Pepper Bio’s WOW factor, the startup is already able to develop precision therapeutics for nearly any disease. This helps them to strategically focus on high prevalence indications with a high disease burden. Initially, the startup is building a portfolio of oncologic assets, eventually they will move into neurodegenerative disorders, inflammatory disorders and then metabolic and other disease categories thereafter. Its important to emphasize they’re the world’s first transomics drug discovery startup that includes genomics, transcriptomics, proteomics, and phosphoproteomics all in one precision medicine development and discovery platform. They not only identify the targets from the beginning of the clinical trial, but also stay with partners throughout the entire process — from lead prioritization to patient selection, and finding the right drug combinations, to indication expansion. Pepper Bio is the only purpose-built drug discovery platform capable of using transomics to capture data from the entire biological spectrum to specifically answer drug development’s biggest questions. The Pepper Bio dictionary of novel technologies might just decipher the mystery of phosphoproteomic data.

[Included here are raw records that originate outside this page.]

PR #6978, opened 2026-08-12
fix(dashboard): surface mutation failures

houko:
## Summary
- configure a global React Query `MutationCache` error fallback
- display rejected mutations through the existing localized toast system
- defer to mutation-specific `onError` handlers to avoid duplicate feedback
- extract query client creation for focused regression coverage

## Tests
- `pnpm test -- src/lib/queryClient.test.ts` (95 files, 994 tests)
- `pnpm typecheck`
- `pnpm lint`
- `pnpm build`
- `git diff --check`

### DIFF
--- a/crates/librefang-api/dashboard/src/lib/queryClient.ts
+++ b/crates/librefang-api/dashboard/src/lib/queryClient.ts
@@ -1,0 +1,28 @@
+import { MutationCache, QueryClient } from "@tanstack/react-query";
+import i18n from "./i18n";
+import { toastErr } from "./errors";
+import { useUIStore } from "./store";
+
+export function createDashboardQueryClient(): QueryClient {
+  return new QueryClient({
+    mutationCache: new MutationCache({
+      onError: (error, _variables, _context, mutation) => {
+        // A mutation-specific handler can provide more actionable context and
+        // already owns its UI. This callback is the fallback for bare mutate()
+        // calls that would otherwise fail without any visible feedback.
+        if (mutation.options.onError) return;
+
+        const fallback = i18n.t("common.error", { defaultValue: "Error" });
+        useUIStore.getState().addToast(toastErr(error, fallback), "error");
+      },
+    }),
+    defaultOptions: {
+      queries: {
+        retry: 1,
+        refetchOnWindowFocus: false,
+        staleTime: 30_000,
+        refetchIntervalInBackground: false,
+      },
+    },
+  });
+}
--- a/changelog.d/fixed/6978-dashboard-mutation-error-toasts.md
+++ b/changelog.d/fixed/6978-dashboard-mutation-error-toasts.md
@@ -1,0 +1,2 @@
+Add a global React Query `MutationCache` error fallback so a rejected mutation without its own `onError` handler now surfaces a localized toast instead of failing silently.
+Mutations that already register a mutation-specific `onError` are left untouched to avoid duplicate feedback (#6978) (@houko)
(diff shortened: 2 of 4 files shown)


crates/librefang-api/dashboard/src/lib/queryClient.ts
```diff
@@ -0,0 +1,28 @@
...
+import { useUIStore } from "./store";
+
+export function createDashboardQueryClient(): QueryClient {
+  return new QueryClient({
+    mutationCache: new MutationCache({
+      onError: (error, _variables, _context, mutation) => {
+        // A mutation-specific handler can provide more actionable context and
+        // already owns its UI. This callback is the fallback for bare mutate()
+        // calls that would otherwise fail without any visible feedback.
+        if (mutation.options.onError) return;
```
houko, line 13: `if (mutation.options.onError) return;` assumes a mutation-specific `onError` always shows its own user-facing feedback, but that's not true for every hook already in the tree.

`useRenameTerminalWindow` (`src/lib/mutations/terminal.ts`) sets `onError` purely to roll back the optimistic cache update (`qc.setQueryData(terminalKeys.windows(), context.previous)`) — it never surfaces the failure to the user. With this fallback in place, a failed rename now silently reverts with *no* toast at all, which is the exact "swallowed" failure mode this PR states it's fixing (PR description: "display rejected mutations through the existing localized toast system").

Per `crates/librefang-api/dashboard/AGENTS.md` ("Conventions" section): "Mutation invalidation lives in the hook... Call sites MAY attach per-call `onSuccess`/`onError` handlers for UI feedback... that is orthogonal to invalidation." The AGENTS.md model treats a hook's own `onError` as optionally doing feedback, not necessarily doing it — so gating the fallback purely on "does an `onError` exist" doesn't match that model.

Worth either: (a) having `useRenameTerminalWindow`'s `onError` also show a toast (then the bypass is correct for that case), or (b) reconsidering the bypass condition so a handler that doesn't itself call `addToast`/similar doesn't suppress the global fallback. As written, any future hook that adds a local `onError` for a non-UI purpose (rollback, logging, cleanup) will silently opt out of error surfacing.

---

houko, line 13: `if (mutation.options.onError) return;` only sees the `onError` passed to the hook's own `useMutation({...})` call. It does not see an `onError` passed at call time via `mutate(variables, { onError })` — TanStack Query keeps `mutate()`-time callbacks on the observer, separate from `mutation.options`, and the `MutationCache`-level `onError` always fires regardless of them (confirmed against TanStack Query v5 docs/behavior: global `MutationCache` callbacks "will always be called").

That call-time pattern is exactly what this dashboard's own `AGENTS.md` documents under "Conventions" ("Call sites MAY attach per-call `onSuccess` / `onError` handlers for UI feedback") and it's already used by several shipped mutations whose hook definition has no `onError` of its own, e.g.:
- `ChannelsPage.tsx` `handleReload`/`handleCardConfigure`-adjacent remove flow — `reloadMut.mutate(undefined, { onError: (err) => addToast(...) })` and `removeMut.mutateAsync(name, { onError: (err) => addToast(...) })`, backed by `useReloadChannels`/`useRemoveSidecarConfig` in `src/lib/mutations/channels.ts`, neither of which defines `onError`.
- `Memory/index.tsx` delete flow — `.mutate(id, { onError: (err) => addToast(...) })` backed by `useDeleteMemory` in `src/lib/mutations/memory.ts`, which also has no `onError`.

For all of these, `mutation.options.onError` is `undefined`, so this fallback fires *in addition to* the call-site toast — every failure on these mutations will now show two error toasts instead of one, which is the opposite of the "avoid duplicate feedback" goal stated in the PR description and the changelog fragment.

Since the global handler has no visibility into call-time callbacks, suppressing this properly needs a different signal (e.g., an explicit `mutation.meta.suppressErrorToast` convention set at each such call site) rather than the `mutation.options.onError` check — that's a broader, call-site-touching change worth deciding on deliberately rather than guessing at here.

---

Keeping our confidential deal memo private, most importantly Pepper Bio is currently hiring so look them up. There are risks here like Phosphoproteomics is a relatively new and highly complex data type and the startup continues to adopt new data, which the startup will need to successfully integrate, including future omic layers, they’re still early in their commercial & regulatory journey, and both Proteomics & Phosphoproteomics need more research in biology.
We’re super excited for this opportunity to join them on this drug discovery journey, and add value as a Board Observer using our improved Longevity metrics.